On Sat, Feb 23, 2008 at 5:21 AM, Samuel Wantman wantman@earthlink.net wrote:
Since we've also been discussing the problems of implementing "Category Intersection", an interim solution could be repopulating parent categories and "hiding" intersection categories. Fully populated parent categories are the norm in some projects like German Wikipedia and they also appear sometimes in English Wikipedia (eg. Category:Operas). I have a proposal posted currently about fully populating "Index" categories at en:Wikipedia talk:Categorization, and it would be much improved if the intersection categories could be hidden. The primary reason we have been deleting intersection categories is because they clutter articles. If they didn't clutter articles, they wouldn't be a problem.

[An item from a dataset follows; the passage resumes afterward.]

PR #417, opened 2022-10-17
Move to nix flakes

lukasz-golebiewski:


lukasz-golebiewski:
Should wait for https://github.com/haskell/stylish-haskell/pull/419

A very reasonable idea, that can be implemented Right Now with little effort on the user level. Important or interesting intersections can be manually populated, or populated in batches with bots. It's not as good as a real solution, but it should work well enough.
Perhaps the non-hidden categories could be expanded with a [+] the same way subcategories are expanded. For example, if someone is listed under "Methodist", clicking on the plus might add the hidden categories "American methodist" or "Methodist presidents".
A very specific feature. I might even call it kind of weird in its narrowness: it assumes a *very* particular use of hidden categories. I think it's okay to have people just click on the general category, and then navigate their way down to intersection categories if they're so inclined.
If making the query were to create a hidden category and automatically categorize all the articles that result from the query, the next time the request is made it could just display the results, just like any other category. There might be a timer that resets (every week?) that would force another query to update the category. This way each intersection query would happen fairly infrequently -- as infrequently as need be to keep from overloading the servers.
Well, this is just caching. We do that anyway (query cache, etc.). It's still not really acceptable enough. Especially because your proposed caching method would require not just a scan of a large chunk of an index, but insertion of potentially thousands or tens of thousands of rows.
There would need to be a naming convention for the automatically generated categories, perhaps using a double colon -- so the intersection of Category:Mozart and Category:Operas would generate Category:Mozart::Operas. . . .
By this point, the feature you describe would be more difficult to implement than just implementing real and properly efficient category intersection with Lucene or something. When you realize that to get your hack working properly, you need to implement so many workarounds than the real feature would be easier, it's time to discard the idea of a hack.